The basic idea behind zero-knowledge proofs is that a “prover” demonstrates to the “verifier” that he knows some fact. In practice, the “fact” could be age, citizenship, or insurance status and is encoded in a number that solves some mathematical operation. If the user knows the number, he can demonstrate the fact. Significantly, he can show he knows the number (or fact) without revealing it. That is a somewhat odd concept, but the following two examples illustrate it metaphorically and non-mathematically.

Ali Baba’s Cave

This is one of the earliest examples put forth by one of the pioneers in the area, the Belgian cryptographer Jean-Jacques Quisquater.^{35} Imagine a U-shaped cave with a north and south entrance. At the back of the cave, there is a door with a padlock. The Prover must show the Verifier that he knows the padlock’s combination without revealing the actual combination.
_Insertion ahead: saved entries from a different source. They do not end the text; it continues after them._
PR #601, opened 2026-09-09
fix: harden client telemetry (#587, #588)

yhmo:
- Treat ttl_seconds as an ignored push_config field (#587)
- Harden client telemetry control flow: make very large heartbeat intervals safe and cancellable across platforms, fence command batches across telemetry transport rebinding, canonicalize ACK IDs, wake the unsupported backoff on channel replacement, and bound show_errors truncation including UTF-8 payloads (#588)

### DIFF
--- a/src/impl/ClientTelemetry.cpp
+++ b/src/impl/ClientTelemetry.cpp
@@ -68,12 +68,18 @@ constexpr size_t kSnapshotLimit = 4096;
 constexpr uint64_t kSamplingScale = 1000000000ULL;
 constexpr size_t kMaxReplyBytes = 1024 * 1024;
 constexpr uint64_t kMaxUnsupportedBackoffMs = 30 * 60 * 1000;
+constexpr uint64_t kMaxHeartbeatIntervalMs = static_cast<uint64_t>(std::numeric_limits<int64_t>::max());
+// condition_variable implementations commonly form an absolute deadline internally.
+// Keep each addition comfortably inside every supported platform clock and represent
+// longer intervals as stop/rebind-aware chunks.
+constexpr uint64_t kMaxWaitChunkMs = 24ULL * 60 * 60 * 1000;
 
 TelemetryConfig
 NormalizedTelemetryConfig(TelemetryConfig config) {
     if (config.heartbeat_interval_ms == 0) {
         config.heartbeat_interval_ms = 10000;
     }
+    config.heartbeat_interval_ms = std::min(config.heartbeat_interval_ms, kMaxHeartbeatIntervalMs);
     config.sampling_rate = std::max(0.0, std::min(1.0, config.sampling_rate));
     if (config.error_max_count == 0) {
         config.error_max_count = 100;
@@ -92,6 +98,27 @@ int64_t
 NowMillis() {
     return std::chrono::duration_cast<std::chrono::milliseconds>(std::chrono::system_clock::now().time_since_epoch())
         .count();
+}
+
+int64_t
+SaturatingWindowStart(int64_t end_time, uint64_t interval_ms) {
+    const auto signed_interval = static_cast<int64_t>(std::min(interval_ms, kMaxHeartbeatIntervalMs));
+    if (end_time < std::numeric_limits<int64_t>::min() + signed_interval) {
+        return std::numeric_limits<int64_t>::min();
+    }
+    return end_time - signed_interval;
+}
+
+size_t
+Utf8SafePrefixLength(const std::string& value, size_t requested) {
+    auto length = std::min(requested, value.size());
+    if (length == value.size()) {
+        return length;
+    }
+    while (length > 0 && (static_cast<unsigned char>(value[length]) & 0xC0) == 0x80) {
+        --length;
+    }
+    return length;
 }
 
 std::string
@@ -443,10 +470,10 @@ FailedReply(const std::string& command_id, const std::string& error) {
 class ClientTelemetryManager::Impl : public std::enable_shared_from_this<ClientTelemetryManager::Impl> {
  public:
     Impl(const TelemetryConfig& value, const std::string& runtime_client_id)
-        : config(NormalizedTelemetryConfig(value)),
-          connection_config(config),
-          stable_client_id(!value.client_id.empty()),
-          client_id(stable_client_id ? value.client_id
+        : config_(NormalizedTelemetryConfig(value)),
+          connection_config_(config_),
+          stable_client_id_(!value.client_id.empty()),
+          client_id_(stable_client_id_ ? value.client_id
                                      : (runtime_client_id.empty() ? RandomUuid() : runtime_client_id)) {
         RegisterDefaultHandlers();
     }
@@ -469,123 +496,134 @@ class ClientTelemetryManager::Impl : public std::enable_shared_from_this<ClientT
         std::string new_sdk_version = version;
         std::string new_connection_scope = scope;
 
-        std::lock_guard<std::recursive_mutex> command_lock(command_mutex);
-        std::lock_guard<std::mutex> lock(mutex);
-        stub = std::move(new_stub);
-        ++channel_generation;
-        username = std::move(new_username);
-        database = std::move(new_database);
-        uri = std::move(new_uri);
-        sdk_version = std::move(new_sdk_version);
-        connection_scope = std::move(new_connection_scope);
+        std::lock_guard<std::recursive_mutex> command_lock(command_mutex_);
+        std::lock_guard<std::mutex> lock(mutex_);
+        stub_ = std::move(new_stub);
+        ++channel_generation_;
+        // A newly attached transport must be probed immediately. Carrying an
+        // UNIMPLEMENTED backoff from the retired endpoint can otherwise keep a
+        // supporting endpoint silent for up to thirty minutes.
+        unsupported_streak_ = 0;
+        ++wait_revision_;
+        username_ = std::move(new_username);
+        database_ = std::move(new_database);
+        uri_ = std::move(new_uri);
+        sdk_version_ = std::move(new_sdk_version);
+        connection_scope_ = std::move(new_connection_scope);
+        condition_.notify_all();
     }
 
     void
     Start() {
-        std::unique_lock<std::mutex> lock(mutex);
-        if (ready) {
+        std::unique_lock<std::mutex> lock(mutex_);
+        if (ready_) {
             return;
         }
-        const bool called_from_worker = worker_running && worker_id == std::this_thread::get_id();
+        const bool called_from_worker = worker_running_ && worker_id_ == std::this_thread::get_id();
         if (called_from_worker) {
             // Stop()/Start() is used by reconnect handlers. Reuse this worker only
             // when no external caller has claimed it for joining. An external stop
             // always wins over a self-restart that races with it.
-            if (join_in_progress || external_stop_requested) {
+            if (join_in_progress_ || external_stop_requested_) {
                 return;
             }
-            ready = true;
-            control_plane_activated = control_plane_activated || config.enabled;
-            if (!control_plane_activated) {
-                stopped = true;
+            ready_ = true;
+            control_plane_activated_ = control_plane_activated_ || config_.enabled;
+            if (!control_plane_activated_) {
+                stopped_ = true;
                 return;
             }
-            stopped = false;
+            stopped_ = false;
             return;
         }
 
-        condition.wait(lock, [this]() { return !join_in_progress; });
-        if (ready) {
+        condition_.wait(lock, [this]() { return !join_in_progress_; });
+        if (ready_) {
             return;
         }
-        if (worker.joinable()) {
-            join_in_progress = true;
-            auto previous_worker = std::move(worker);
+        if (worker_.joinable()) {
+            join_in_progress_ = true;
+            auto previous_worker = std::move(worker_);
             lock.unlock();
             previous_worker.join();
             lock.lock();
-            worker_id = {};
-            worker_running = false;
-            join_in_progress = false;
-            condition.notify_all();
-            if (ready) {
+            worker_id_ = {};
+            worker_running_ = false;
+            join_in_progress_ = false;
+            condition_.notify_all();
+            if (ready_) {
                 return;
             }
         }
-        external_stop_requested = false;
-        ready = true;
+        external_stop_requested_ = false;
+        ready_ = true;
         // Initial enabled=false is an explicit opt-out and creates no control-plane traffic.
         // Once activated, keep the control plane sticky across dynamic disable and
         // Stop/Start reconnects so the server can later re-enable telemetry.
-        control_plane_activated = control_plane_activated || config.enabled;
-        if (!control_plane_activated) {
-            stopped = true;
+        control_plane_activated_ = control_plane_activated_ || config_.enabled;
+        if (!control_plane_activated_) {
+            stopped_ = true;
             return;
         }
-        stopped = false;
-        worker_running = true;
+        stopped_ = false;
+        worker_running_ = true;
         try {
             auto self = shared_from_this();
-            worker = std::thread([self = std::move(self)]() { self->HeartbeatLoop(); });
-            worker_id = worker.get_id();
+            worker_ = std::thread([self = std::move(self)]() { self->HeartbeatLoop(); });
+            worker_id_ = worker_.get_id();
         } catch (...) {
             // Telemetry startup is best-effort. Restore a clean, retryable stopped state instead
             // of leaking an exception through Connect() or leaving worker_running without a thread.
-            ready = false;
-            stopped = true;
-            worker_running = false;
-            worker_id = {};
-            condition.notify_all();
+            ready_ = false;
+            stopped_ = true;
+            worker_running_ = false;
+            worker_id_ = {};
+            condition_.notify_all();
         }
     }
 
     void
     Stop() {
-        std::unique_lock<std::mutex> lock(mutex);
-        stopped = true;
-        ready = false;
-        condition.notify_all();
+        std::unique_lock<std::mutex> lock(mutex_);
+        stopped_ = true;
+        ready_ = false;
+        condition_.notify_all();
 
-        const bool called_from_worker = worker_running && worker_id == std::this_thread::get_id();
+        const bool called_from_worker = worker_running_ && worker_id_ == std::this_thread::get_id();
         if (called_from_worker) {
             return;
         }
 
-        external_stop_requested = true;
-        condition.wait(lock, [this]() { return !join_in_progress; });
-        if (!worker.joinable()) {
-            worker_id = {};
-            worker_running = false;
+        external_stop_requested_ = true;
+        condition_.wait(lock, [this]() { return !join_in_progress_; });
+        if (!worker_.joinable()) {
+            worker_id_ = {};
+            worker_running_ = false;
             return;
         }
 
         // Move the thread object while holding the state mutex. This gives
         // exactly one external caller ownership of join(); other Stop()/Start()
         // calls wait on join_in_progress instead of touching the same std::thread.
-        join_in_progress = true;
-        auto current_worker = std::move(worker);
+        join_in_progress_ = true;
+        auto current_worker = std::move(worker_);
         lock.unlock();
         current_worker.join();
         lock.lock();
-        worker_id = {};
-        worker_running = false;
-        join_in_progress = false;
-        condition.notify_all();
+        worker_id_ = {};
+        worker_running_ = false;
+        join_in_progress_ = false;
+        condition_.notify_all();
     }
 
     void
     HeartbeatLoop() {
         while (true) {
+            uint64_t heartbeat_revision;
+            {
+                std::lock_guard<std::mutex> lock(mutex_);
+                heartbeat_revision = wait_revision_;
+            }
             try {
                 CreateSnapshot();
                 SendHeartbeat();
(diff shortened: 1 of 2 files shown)


src/impl/ClientTelemetry.cpp
```diff
@@ -824,9 +884,18 @@ class ClientTelemetryManager::Impl : public std::enable_shared_from_this<ClientT
...
             }
             auto reply = HandleCommand(command);
-            std::lock_guard<std::mutex> lock(mutex);
-            executed_commands[command.command_id] = command.create_time;
-            pending_replies.push_back(std::move(reply));
+            {
+                std::lock_guard<std::mutex> lock(mutex);
+                executed_commands[command.command_id] = command.create_time;
+                pending_replies.push_back(std::move(reply));
+                if (expected_generation != 0 && expected_generation != channel_generation) {
```
yhmo: src/impl/ClientTelemetry.cpp line:891
Medium ---- The generation fencing can make the server receive a spurious SUCCESS ack for an already-processed command. When the transport rebinds mid-batch, this return leaves last_command_timestamp unchanged, so the server redelivers the whole batch; on redelivery the completed command hits the skip path (line 878) which pushes SuccessReply(command_id) unconditionally -- even if the real reply that was already queued and sent for that command was a failure. The server therefore sees the command's actual (failed) result followed by a contradictory success ack. Skipped redeliveries should not mint a fresh SuccessReply when the command's real reply was already sent; consider re-queueing the original reply, or skipping the ack entirely for fenced redeliveries.

src/impl/ClientTelemetry.cpp
```diff
@@ -68,12 +68,18 @@ constexpr size_t kSnapshotLimit = 4096;
...
+// Keep each addition comfortably inside every supported platform clock and represent
+// longer intervals as stop/rebind-aware chunks.
+constexpr uint64_t kMaxWaitChunkMs = 24ULL * 60 * 60 * 1000;
 
 TelemetryConfig
 NormalizedTelemetryConfig(TelemetryConfig config) {
     if (config.heartbeat_interval_ms == 0) {
         config.heartbeat_interval_ms = 10000;
     }
+    config.heartbeat_interval_ms = std::min(config.heartbeat_interval_ms, kMaxHeartbeatIntervalMs);
```
yhmo, line 82: src/impl/ClientTelemetry.cpp line:82
Low ---- This clamp only protects the constructor path. The push_config handler (line 934) still reads heartbeat_interval_ms with payload["heartbeat_interval_ms"].get<int64_t>() and assigns it un-clamped, so a pushed unsigned value above int64 max (e.g. 18446744073709551615) makes get<int64_t>() throw json::out_of_range and the whole command fails with a FailedReply instead of being accepted or clamped -- inconsistent with the PR's goal of making very large heartbeat intervals safe. Since the test MaximumHeartbeatIntervalsAreSafeAndDoNotSpin only exercises exactly int64 max, consider clamping in push_config too (and reading as uint64_t).

src/impl/ClientTelemetry.cpp
yhmo: src/impl/ClientTelemetry.cpp line:891
Low ---- On this fenced abort the watermark/config-hash advance and the `executed_commands` prune below are skipped, so markers for commands that ran before the fence stay until a later *full* batch completes. Under repeated rebinds that abort batches, the executed-ID set can grow beyond the usual watermark-based bound. This is a sound trade-off (advancing the watermark could drop the unprocessed suffix), so just confirming the transient growth is acceptable -- consider a one-line note if rebind flapping is expected.

src/impl/ClientTelemetry.cpp
```diff
@@ -631,18 +684,29 @@ class ClientTelemetryManager::Impl : public std::enable_shared_from_this<ClientT
...
+        bool all_collections_enabled_snapshot = false;
+        std::unordered_set<std::string> enabled_collections_snapshot;
+        {
+            std::lock_guard<std::mutex> lock(mutex);
+            if (!config.enabled) {
+                return;
+            }
+            snapshot.end_time = NowMillis();
+            snapshot.timestamp = last_snapshot_end == 0 || last_snapshot_end > snapshot.end_time
+                                     ? SaturatingWindowStart(snapshot.end_time, config.heartbeat_interval_ms)
```
yhmo: src/impl/ClientTelemetry.cpp line:699
Low ---- With a clamped maximum interval (e.g. int64 max after push_config), the FIRST snapshot window computes snapshot.timestamp = SaturatingWindowStart(end_time, ~int64-max) ≈ -9.2e18 ms (roughly year -292M). That value is exposed verbatim through show_latency_history (timestamp field, line 1192) and MetricsSnapshots(), so a consumer querying recent history sees a nonsensical window start (and the query filter snapshot.timestamp <= end always matches it). Consider capping the reported window start to something meaningful (e.g. end_time - kMaxHistoryRangeMs) when the interval exceeds a sane bound, even though the wait itself is correctly chunked.

src/impl/ClientTelemetry.cpp
```diff
@@ -604,6 +642,12 @@ class ClientTelemetryManager::Impl : public std::enable_shared_from_this<ClientT
             if (stopped) {
                 break;
             }
+            if (heartbeat_revision != wait_revision) {
+                // AttachChannel may have replaced the transport while the RPC
+                // was in flight, before there was a waiter to notify. Probe the
+                // replacement immediately instead of sleeping the old interval.
+                continue;
```
yhmo, line 649: src/impl/ClientTelemetry.cpp line:649
Low ---- The revision-change `continue` discards the remaining sleep and the accumulated unsupported backoff, then immediately re-runs CreateSnapshot + SendHeartbeat. Under a reconnect storm that calls AttachChannel repeatedly (each call bumps wait_revision), the single worker thread runs full heartbeat cycles back-to-back with no throttling, and each cycle re-serializes the entire latest_snapshot.metrics and pending_replies while holding the mutex (the existing TODO at line 769). A short settle/coalesce window before re-probing would avoid hammering a flapping endpoint while preserving the immediate-probe fix.

src/impl/ClientTelemetry.cpp
```diff
@@ -997,12 +1082,52 @@ class ClientTelemetryManager::Impl : public std::enable_shared_from_this<ClientT
...
             auto encoded = result.dump();
-            while (encoded.size() > kMaxReplyBytes && result.size() == 1 &&
-                   result.at(0).value("error_msg", std::string{}).size() > 1) {
-                auto message = result.at(0).at("error_msg").get<std::string>();
-                result.at(0)["error_msg"] =
-                    message.substr(0, std::max<size_t>(1, message.size() / 2)) + "...(truncated)";
+            constexpr const char* kTruncated = "...(truncated)";
+            constexpr std::array<const char*, 4> kTruncatableFields = {"error_msg", "collection", "operation",
+                                                                       "request_id"};
+            while (encoded.size() > kMaxReplyBytes && result.size() == 1) {
```
yhmo, line 1107: src/impl/ClientTelemetry.cpp line:1088
Low ---- The show_errors truncation runs on the single telemetry worker thread and re-serializes the whole JSON on every iteration: the array-halving loop re-calls result.dump() each halving (line 1081) and the per-field truncation loop re-dumps after every truncation (line 1121). With a large error_max_count and large error payloads this is avoidable O(N) serialization work on the control-plane thread, during which pending_replies/snapshots access waits behind the mutex. max_count is also unbounded (only the stored error count caps it). Consider computing the dump incrementally or bounding the iterations.

src/impl/ClientTelemetry.cpp
yhmo: Fixed: ProcessCommands now stores each executed command's actual reply (ExecutedCommand{create_time, reply}) and re-queues that reply on fenced redelivery instead of minting a SuccessReply, so an already-reported failure is never contradicted by a success ACK. Covered by the new FencedRedeliveryRequeuesOriginalFailedReply test (verified to fail against the old code path).

src/impl/ClientTelemetry.cpp
yhmo: Fixed: push_config now reads heartbeat_interval_ms as uint64_t and clamps it to kMaxHeartbeatIntervalMs before applying, so a pushed unsigned value above int64 max is accepted and clamped instead of failing the whole command. Covered by the new PushConfigClampsMaximumInterval test.

src/impl/ClientTelemetry.cpp
yhmo: Fixed: CreateSnapshot now caps the reported window start at end_time - kMaxHistoryRangeMs, so a maximum heartbeat interval no longer surfaces a saturated INT64_MIN timestamp in show_latency_history / MetricsSnapshots() and the timestamp <= end filter stays meaningful. Covered by the new SnapshotTimestampBoundedForMaximumInterval test.

src/impl/ClientTelemetry.cpp
yhmo: Agreed this is a sound trade-off and the growth is transient and self-limiting: entries are pruned as soon as a full batch completes (max_timestamp advances past them), and the set is bounded by the distinct command IDs seen. Advancing the watermark on the fenced abort could drop the unprocessed suffix and risk re-execution, so keeping the marker set is intentional. Leaving as-is.

src/impl/ClientTelemetry.cpp
yhmo: Acknowledged. The revision-change continue fires at most once per cycle and only when AttachChannel bumped the revision during the in-flight RPC, and every re-probe includes a heartbeat RPC to the new endpoint, so it does not busy-spin; under a reconnect storm the cycle rate is bounded by the RPC round-trip. A short settle/coalesce window would be a reasonable future hardening, but we keep the immediate-probe behavior for now since telemetry is best-effort. Deferring.

src/impl/ClientTelemetry.cpp
yhmo: Acknowledged. The repeated result.dump() in the truncation loop is only noticeable with very large error payloads combined with a large max_count; with the default error_max_count=100 and typical payloads it is negligible, and the handler runs outside the plain mutex (only under command_mutex), so RecordOperation is not blocked. If error sizes grow, an incremental-serialization rework would be the right follow-up. Deferring.

src/impl/ClientTelemetry.cpp
```diff
@@ -612,7 +656,16 @@ class ClientTelemetryManager::Impl : public std::enable_shared_from_this<ClientT
                 }
                 delay = std::max(delay, backed_off);
             }
-            condition.wait_for(lock, std::chrono::milliseconds(delay), [this]() { return stopped; });
+            const auto observed_revision = wait_revision;
+            while (!stopped && observed_revision == wait_revision && delay > 0) {
```
yhmo: src/impl/ClientTelemetry.cpp line:660
Low ---- With the new large-interval support, the unsupported-server backoff cap is effectively defeated for configured intervals above 30 minutes: delay is computed as std::max(heartbeat_interval_ms, backed_off), so for a clamped interval (e.g. int64 max, or any value > 30 min) the probe cadence on an UNIMPLEMENTED server becomes the configured interval (chunked to 24h) instead of the intended 30-minute cap. That slows automatic recovery during a rolling upgrade for exactly the clients #588 wants to wake quickly on channel replacement (the AttachChannel streak reset only helps when a reattach actually occurs). The design doc caps backoff at 30 minutes while also saying it never shortens below the configured interval; for intervals above the cap those two clauses conflict and the code lets the interval win. Consider capping delay at kMaxUnsupportedBackoffMs while unsupported_streak > 0, or documenting the deviation.

yhmo: Fixed: the unsupported-server re-probe cadence is now capped at kMaxUnsupportedBackoffMs even when the configured heartbeat interval is larger. The worker now takes the capped exponential backoff directly (delay = backed_off) instead of std::max(heartbeat_interval_ms, backed_off), so an UNIMPLEMENTED server is re-probed at most every 30 minutes instead of waiting out the full (possibly huge) configured interval; for intervals at or below the cap the exponential ramp is unchanged. Covered by the new UnsupportedServerCapsLargeIntervalProbeCadence test (maximum interval against an UNIMPLEMENTED server stays quiescent at the single initial heartbeat).

test/ut/TestClientTelemetry.cpp
```diff
@@ -474,6 +751,225 @@ TEST(ClientTelemetryTest, ReusesHeartbeatWorkerWhenReconnectRunsInCommandHandler
...
+    }
+    ASSERT_FALSE(manager.IsSupported());
+    ASSERT_EQ(service.heartbeats.load(), 1);
+    std::this_thread::sleep_for(std::chrono::milliseconds(20));
+    manager.Stop();
+    server->Shutdown();
+
+    // The worker must stay quiescent after the single initial probe: the re-probe
+    // cadence is the capped backoff, not the full (maximum) configured interval.
+    EXPECT_EQ(service.heartbeats.load(), 1);
```
yhmo, line 925: test/ut/TestClientTelemetry.cpp line:925
Low ---- This test would also pass against the pre-fix code: with the previous delay = std::max(interval, backed_off), an int64-max interval produced a 24-hour chunked wait, so no second heartbeat fires within the 20 ms window either. As written it verifies quiescence only, not that the re-probe cadence is capped at kMaxUnsupportedBackoffMs, so a future regression of the delay = backed_off change would not be caught. If the cap is the behavior under test, consider a time-controlled assertion (inject/override a clock or expose the computed delay) or a short-interval cadence check; otherwise the name/comment could say it guards against spinning.

src/impl/ClientTelemetry.cpp
```diff
@@ -604,15 +642,33 @@ class ClientTelemetryManager::Impl : public std::enable_shared_from_this<ClientT
...
+            }
+            const auto observed_revision = wait_revision;
+            while (!stopped && observed_revision == wait_revision && delay > 0) {
+                const auto chunk = std::min(delay, kMaxWaitChunkMs);
+                if (condition.wait_for(
+                        lock, std::chrono::milliseconds(static_cast<int64_t>(chunk)),
+                        [this, observed_revision]() { return stopped || wait_revision != observed_revision; })) {
+                    break;
+                }
+                delay -= chunk;
```
yhmo, line 670: src/impl/ClientTelemetry.cpp line:670
Low ---- The chunked wait subtracts a full `chunk` on every wake where the predicate is still false, whether that wake is a timeout or a spurious/notify wakeup. The `push_config` handler calls `condition.notify_all()` unconditionally (line 1010), even when only `enabled`/`sampling_rate` changed or the interval was *increased* (which deliberately does not bump `wait_revision`). Each such command therefore shortens the remaining sleep by one whole chunk and can fire an early heartbeat; with a default 10s interval every config push collapses the current wait. Consider tracking elapsed time with a steady_clock deadline and only notifying when the interval actually changes, so spurious wakeups cannot shorten the effective cadence.

src/impl/ClientTelemetry.cpp
```diff
@@ -867,10 +965,11 @@ class ClientTelemetryManager::Impl : public std::enable_shared_from_this<ClientT
                     !payload["heartbeat_interval_ms"].is_number_unsigned()) {
                     throw std::invalid_argument("heartbeat_interval_ms must be an integer");
                 }
-                interval = payload["heartbeat_interval_ms"].get<int64_t>();
-                if (interval <= 0) {
+                interval = payload["heartbeat_interval_ms"].get<uint64_t>();
```
yhmo, line 973: src/impl/ClientTelemetry.cpp line:968
Low ---- Negative heartbeat_interval_ms values are no longer rejected. The old code read the field with get<int64_t>() and threw "heartbeat_interval_ms must be positive" for interval <= 0; the new get<uint64_t>() makes a negative signed integer wrap around to a huge unsigned value (nlohmann get_arithmetic_value does a plain static_cast for number_integer), so the interval == 0 check is skipped and std::min then clamps the wrapped value to kMaxHeartbeatIntervalMs, which is reported as applied. A push_config like {"heartbeat_interval_ms": -1} therefore silently maxes out the heartbeat cadence instead of failing the command. Consider rejecting negatives explicitly (e.g. reject when the value is a signed number_integer that is < 0) and add a negative-value case to the push_config tests.

yhmo: Fixed: push_config now explicitly rejects signed negative heartbeat_interval_ms (is_number_integer && !is_number_unsigned && value < 0) before reading as uint64_t, so {"heartbeat_interval_ms": -1} fails the command with "must be positive" instead of wrapping to a maximum cadence. The PushConfigClampsMaximumInterval test now also pushes -1 and asserts a failed reply with the config unchanged.

test/ut/TestClientTelemetry.cpp
yhmo: Renamed the test to UnsupportedServerLargeIntervalDoesNotSpin: the 20ms assertion can only verify quiescence (both delay = max(interval, backoff) and delay = backed_off stay silent in that window for an int64-max interval), so the name now matches what it actually guards. The backoff-cap behavior itself is covered by code + comment; a time-controlled cadence assertion would need clock injection, deferred as noted.

src/impl/ClientTelemetry.cpp
yhmo: This does not occur: the wait uses condition_variable::wait_for with a predicate, whose predicate overload keeps re-waiting to the same deadline on spurious/notify wakeups while the predicate is false, so a notify_all() that does not bump wait_revision (enabled/sampling_rate changes or an interval increase) cannot shorten the remaining sleep or fire an early heartbeat. Only an interval decrease bumps wait_revision, which is the intended immediate re-probe. No code change.

src/impl/ClientTelemetry.cpp
```diff
@@ -604,15 +642,33 @@ class ClientTelemetryManager::Impl : public std::enable_shared_from_this<ClientT
...
             if (unsupported_streak > 0) {
                 uint64_t backed_off = std::min(delay, kMaxUnsupportedBackoffMs);
                 for (int index = 0; index < unsupported_streak && backed_off < kMaxUnsupportedBackoffMs; ++index) {
                     backed_off = backed_off > kMaxUnsupportedBackoffMs / 2 ? kMaxUnsupportedBackoffMs : backed_off * 2;
                 }
-                delay = std::max(delay, backed_off);
+                // Cap the probe cadence at the documented backoff ceiling even when the
+                // configured interval is larger, so an UNIMPLEMENTED server is re-probed
+                // within the cap instead of waiting out the full (possibly huge) interval.
+                delay = backed_off;
```
yhmo: src/impl/ClientTelemetry.cpp line:660
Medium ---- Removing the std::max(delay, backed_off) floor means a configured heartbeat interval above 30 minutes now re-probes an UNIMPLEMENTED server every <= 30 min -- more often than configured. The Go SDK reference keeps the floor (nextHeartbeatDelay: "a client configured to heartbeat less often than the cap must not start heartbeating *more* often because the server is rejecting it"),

To do so, the Verifier shouts to the Prover (who is in the cave), “Appear in the North entrance.” There are three possibilities: the Prover is (luckily) on the north side of the cave, in which case he appears. Or, the Prover is on the south side, knows the combination, passes through the door, unlocks the padlock, and appears on the north side. Last, the Prover doesn’t know the combination and stays on the south side of the cave.

In that last instance, he cannot appear on the North side. He is revealed as fraudulently claiming to know the combination.

But, if the Prover appears on the north side, then the Verifier knows that he is either (i) lucky because he was already there or (ii) was on the south side of the cave and could appear in the north entrance because he knows the combination and could pass through the door. The Prover then says “Appear at the South entrance.” If the Prover does so, the Verifier can be confident the Prover knows the combination—without ever learning it.

Proving Balls are Differently Colored to a Color-Blind Verifier

Your friend, the Verifier, is colorblind. There are two balls; one is red, the other is blue. You (the Prover) want to prove to your colorblind friend, the Verifier, that the balls are different colors without identifying one as red and the other as blue.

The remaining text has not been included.